Recentemente se discute muito no Brasil os limites do humor, por causa de piadas ousadas feitas por alguns comediantes. Os acusados alegam que não pode haver assunto proibido no humor. A comédia romântica Os Nomes do Amor (Le nom des gens) exemplifica que tal afirmação é verdadeira, mas deixa claro que o problema não está no assunto da piada, mas na forma como ela é contada.

Em seu roteiro, há piadas sobre o Holocausto e abuso sexual de crianças, assuntos que não provocam riso automático. No filme, os temas são abordados de maneira que não ofenda seu público.

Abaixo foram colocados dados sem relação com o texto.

PR #1099, opened 2026-06-22
fix(tray): recover a stale stored tray at boot; hide stale followers when inactive

benpeter:
> Draft — found while testing leader setup on the integration branch (alongside #1093 and #1096). These are the two papercuts behind "host won't become a leader anymore / shows a dead follower."

## Symptoms

1. After a tray expired, a fresh `npm run dev` came up **`inactive`** instead of leading — and `host leave --leader <worker>` appeared to *hang* (~60–90s) before recovering. Logs showed boot auto-lead hitting `POST …/controller/<stale-tray> ← 502 (fetch failed)` → `Leader tray start failed` → inactive; the fresh-tray recovery only fired later on the explicit leave→lead.
2. `host` listed a follower "connected 3h ago" under `status: inactive` — a stale entry from the persisted shim shown as if live.

## Root causes

1. **Stale-tray recovery was too narrow.** Reusing the stored tray session goes through the node-server fetch-proxy. When the tray is gone the worker is unreachable *at the proxy layer*, surfaced as a generic "Proxy fetch failed" `Error` — **not** a `LeaderTrayHttpError`. `shouldRecreateTray` only matched `LeaderTrayHttpError` 403/404/410, so this threw and the leader stayed inactive instead of re-minting.
2. **Followers shown without a session.** `formatLeaderOutput` listed followers whenever the shim was non-empty, ignoring `status.state`/`status.session`. The shim persists across sessions, so a leftover entry showed under an inactive tray.

## Fixes

1. Introduce a typed **`TrayProxyFetchError`** (thrown by `createTrayFetch` on a tagged proxy/transport failure) and **broaden `shouldRecreateTray`** to also recover on it **and** on 5xx. The stored session is just a cache; the recovery retry passes `session=null` (not recreate-eligible), so it can't loop. Now a boot whose stored tray expired re-mints a fresh tray automatically instead of going inactive.
2. Gate the follower list on an active **`status.session`** (consistent with the `join_url` line) so stale followers never show under `inactive`.

## Cross-runtime parity

Tray-leader + host command are shared webapp code; no float-specific branches touched. N/A for swift/ios.

## Tests

- `tray-leader`: recovers to a fresh tray when the stored controller attach fails with a proxy-transport error (the actual boot case) **and** when it returns a 5xx; existing 410 recovery still passes.
- `host-command`: does not list stale followers when there's no active session.

Local verification: `lint` (biome+prettier), `typecheck` (all 7 targets), affected suites (87 pass), `build -w @slicc/webapp`. CI runs the full gate.

### DIFF
--- a/packages/webapp/src/scoops/tray-leader.ts
+++ b/packages/webapp/src/scoops/tray-leader.ts
@@ -670,8 +670,36 @@ class LeaderTrayHttpError extends Error {
   }
 }
 
+/**
+ * Thrown by {@link createTrayFetch} when the node-server `/api/fetch-proxy`
+ * itself failed to reach the tray worker (a tagged proxy/transport error, not a
+ * real upstream HTTP status). Typed so `shouldRecreateTray` can recognise it
+ * and mint a fresh tray instead of leaving the leader inactive — a dead stored
+ * tray surfaces here as "Proxy fetch failed", not as a LeaderTrayHttpError.
+ */
+export class TrayProxyFetchError extends Error {
+  constructor(message: string) {
+    super(message);
+    this.name = 'TrayProxyFetchError';
+  }
+}
+
 function shouldRecreateTray(error: unknown): boolean {
-  return error instanceof LeaderTrayHttpError && [403, 404, 410].includes(error.status);
+  // A stored tray session is just a cache. If reusing it fails because the tray
+  // is gone (403/404/410), the worker is failing (5xx), or the proxy transport
+  // itself failed (worker unreachable → node-server returns a tagged proxy
+  // error), discard it and mint a fresh tray rather than leaving the leader
+  // inactive. `attachWithRecovery` only reaches here with a stored session and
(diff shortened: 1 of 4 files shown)


trieloff:
We'll pick this up in #1085 (slicc-5 breaking release).

Compatible as-is: it overlaps `tray-leader.ts` with #1085 but merges with no conflicts, and the semantic targets are intact — on #1085 `shouldRecreateTray` is still the narrow `error instanceof LeaderTrayHttpError && [403,404,410]` check, and `formatLeaderOutput` still lists followers gated only on `followers.length > 0` (not on `status.session`). Your typed `TrayProxyFetchError` recovery + session-gated follower list apply cleanly. Folding it into #1085.

trieloff:
The stale-tray boot recovery and stale-follower hiding are now in `main` (rebased into the slicc-5 / #1085 line). Merging this branch adds nothing. Closing as already-landed.

PR #1100, opened 2026-06-22
fix(wc): start the tray leader on boot even if sprinkle discovery stalls

benpeter:
> Draft — found while testing leader setup on the integration branch (with #1093, #1096, #1099). This is the one that makes a fresh `npm run dev` *deterministically* lead.

## Symptom

A fresh standalone `npm run dev` comes up `status: inactive` and never starts a tray leader — even though `/api/runtime-config` returns a worker and `slicc.trayWorkerBaseUrl` is seeded in localStorage. It's non-deterministic: sometimes it leads, sometimes not.

## Root cause (confirmed with boot instrumentation)

`mountWcUiLive` → `attachWcClient` wires the tray inside a single chain:

```js
const sprinkles = await wireWcSprinkles({...});   // ← awaited
boot.onClientReady(() => sprinkles.resync());
if (standalone && instanceId) await wireWcTray({...});  // ← tray leader (startInitialRole)
```

and `wireWcSprinkles` ended with `await resync()`, where `resync()` awaits `manager.refresh()` → VFS sprinkle discovery (`for await (... of fs.walk(root))`). When that discovery **stalls** (a kernel-gated walk that doesn't resolve), `wireWcSprinkles` never returns, so `wireWcTray` → `startInitialRole` never runs and the leader never starts. Temp `[boot-diag]` logging showed the trace stop dead at `calling wireWcSprinkles` with no `wireWcSprinkles done`, across every reload.

Unlike the freezer rail and sprinkles (both re-run on `onClientReady`), the tray wiring had **no recovery** — so a single stalled discovery stranded leadership permanently.

## Fix

Fire the initial `resync()` in the **background** instead of awaiting it:

```js
void resync().catch((err) => log.warn('WC shell: initial sprinkle resync failed', err));
return { manager, zone, resync };
```

Discovery is best-effort, already re-run on kernel-ready (idempotent), and the instant dock rail is seeded *before* it — so nothing downstream needs it to have completed. `wireWcSprinkles` now returns promptly, `wireWcTray` runs, and `startInitialRole` leads deterministically from the seeded worker URL.

This is the minimal change; it matches the code's own "instant rail before the (VFS-backed, kernel-gated) discovery resolves" design note.

## Cross-runtime parity

WC live shell (standalone/extension popout) only; no float-specific branches touched. N/A for swift/ios.

## Tests

`wireWcSprinkles` now has its first unit test: with an injected `fs` whose `walk` hangs, `wireWcSprinkles` still resolves within the window (pre-fix it blocks). Drives the real `SprinkleManager` over the jsdom `makeRefs()` harness.

Local verification: `lint` (biome+prettier), `typecheck` (all 7 targets), `wc-sprinkles` suite (21 pass). CI runs the full gate.

## Follow-up (separate)

This makes the **leader** deterministic, but the underlying *why does discovery stall* (sprinkles not loading on some boots) is a distinct bug worth its own investigation — the decoupling means it can no longer take the leader down with it.

### DIFF
--- a/packages/webapp/src/ui/wc/wc-sprinkles.ts
+++ b/packages/webapp/src/ui/wc/wc-sprinkles.ts
@@ -407,7 +407,13 @@ export async function wireWcSprinkles(deps: WireWcSprinklesDeps): Promise<WcSpri
         });
     }
   };
-  await resync();
+  // Fire the initial discovery+restore in the BACKGROUND — never block the
+  // caller on it. It is VFS-backed and kernel-gated, so a slow or stalled walk
+  // must not strand the rest of boot: `attachWcClient` sequences the tray
+  // leader wiring AFTER this returns, and the awaited resync used to hang there
+  // forever when discovery stalled (the leader never started). Hosts re-run
+  // resync() on kernel-ready as the recovery, and resync() is idempotent.
+  void resync().catch((err) => log.warn('WC shell: initial sprinkle resync failed', err));
   return { manager, zone, resync };
 }
 
--- a/packages/webapp/tests/ui/wc/wc-sprinkles.test.ts
+++ b/packages/webapp/tests/ui/wc/wc-sprinkles.test.ts
@@ -12,6 +12,9 @@ installWcDomStubs();
 // Registers the library elements so makeRefs gets a REAL slicc-tab-bar —
 // the tab-close regression test drives its actual event contract.
 import '@slicc/webcomponents';
+import type { VirtualFS } from '../../../src/fs/virtual-fs.js';
+import type { BootStageLogger } from '../../../src/ui/boot/types.js';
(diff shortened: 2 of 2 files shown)


trieloff:
We'll pick this up in #1085 (slicc-5 breaking release).

Compatible as-is: #1085 doesn't touch `wc-sprinkles.ts`, it merges clean, and the semantic target is intact — on #1085 `wireWcSprinkles` still ends with the blocking `await resync()` (right before `return { manager, zone, resync }`) that your fix replaces with a backgrounded `void resync().catch(...)`. Folding it into #1085.

trieloff:
Starting the tray leader on boot even when sprinkle discovery stalls is now in `main` (rebased into the slicc-5 / #1085 line). Merging this branch adds nothing. Closing as already-landed.

PR #1124, opened 2026-06-24
fix(wc-settings): add deployment field and fix stale provider dropdown

hannessolo:
## Summary

- **Missing deployment field**: the new `wc-settings` dialog never rendered the model-ID (deployment) input for providers that require it (e.g. Local LLM). Added the field with provider-supplied placeholder text, pre-population from any existing saved value, and validation on Save. The value is now passed through to `addAccount` so model IDs are actually persisted.
- **Optional API key not respected**: `optionalApiKey: true` providers (like Local LLM) were blocked from saving without an API key. Save now only requires the key when `config.requiresApiKey` is true.
- **Stale provider dropdown after delete**: the add-account provider `<select>` was built once when the dialog opened, so deleting an account didn't make that provider re-selectable until the dialog was closed and reopened. Fixed by rebuilding the add-account section inside every `renderList` call via an `addSectionSlot` container.

Screenshot 2026-06-24 at 16 25 07

## Test plan

- [ ] Open Accounts dialog → select **Local LLM (OpenAI-compatible)** → confirm Base URL, Model IDs, and API key (optional) fields all appear
- [ ] Fill in Base URL + Model IDs, leave API key empty → Save succeeds
- [ ] Remove the account → the same provider immediately reappears in the dropdown without closing the dialog
- [ ] Add it again → confirm it saves correctly and appears in the account list

### DIFF
--- a/packages/webapp/src/ui/wc/wc-settings.ts
+++ b/packages/webapp/src/ui/wc/wc-settings.ts
@@ -217,7 +217,7 @@ function buildAddSection(deps: ViewDeps): HTMLElement {
 
     const baseUrlInput = document.createElement('input');
     baseUrlInput.className = 'wcset__input';
-    baseUrlInput.placeholder = 'Base URL';
+    baseUrlInput.placeholder = config.baseUrlPlaceholder ?? 'Base URL';
     baseUrlInput.value = ps.getBaseUrlForProvider(pid) ?? '';
     if (config.requiresBaseUrl) controls.append(baseUrlInput);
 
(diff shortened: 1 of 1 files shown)


trieloff (approved):
Reviewed the diff and found no blocking issues. Focused verification: `npm test -- --run packages/webapp/tests/ui/wc/wc-settings.test.ts` passes.

trieloff:
@hannessolo this is approved from my side, and the focused wc-settings test passes. You can merge it yourself when you are ready.

hannessolo:
@trieloff I don't have permissions to merge :)

karlpauls:
@hannessolo, you should have a pending invite :-)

O casal de protagonistas tem experiências de vidas ligadas com esses assuntos. Apesar de aparentarem ser franceses típicos, Arthur e Baya são filhos de imigrantes. Os avôs dele eram judeus que sofreram perseguição durante a Segunda Guerra Mundial. Os pais delas são imigrantes árabes.

Quando Os Nomes do Amor usa um tema polêmico em seus momentos cômicos, sempre se foca no estranhamento e incômodo que o assunto causa em seus personagens.

A família de Arthur faz questão de esquecer suas origens hebraicas e campo de concentração é um termo proibido de ser pronunciado na casa deles. Quando era criança, Baya foi abusada sexualmente por um professor de piano. Ela superou o ocorrido muito melhor do que sua família. Por isso, qualquer reportagem televisiva sobre pedofilia causa momentos constrangedores.

A receita cômica do filme se baseia em tirar sarro do medo dos personagens de encararem os fantasmas do passado. Outro ponto positivo do longa está em usar essas e outras questões difíceis para injetar dramaticidade ao enredo.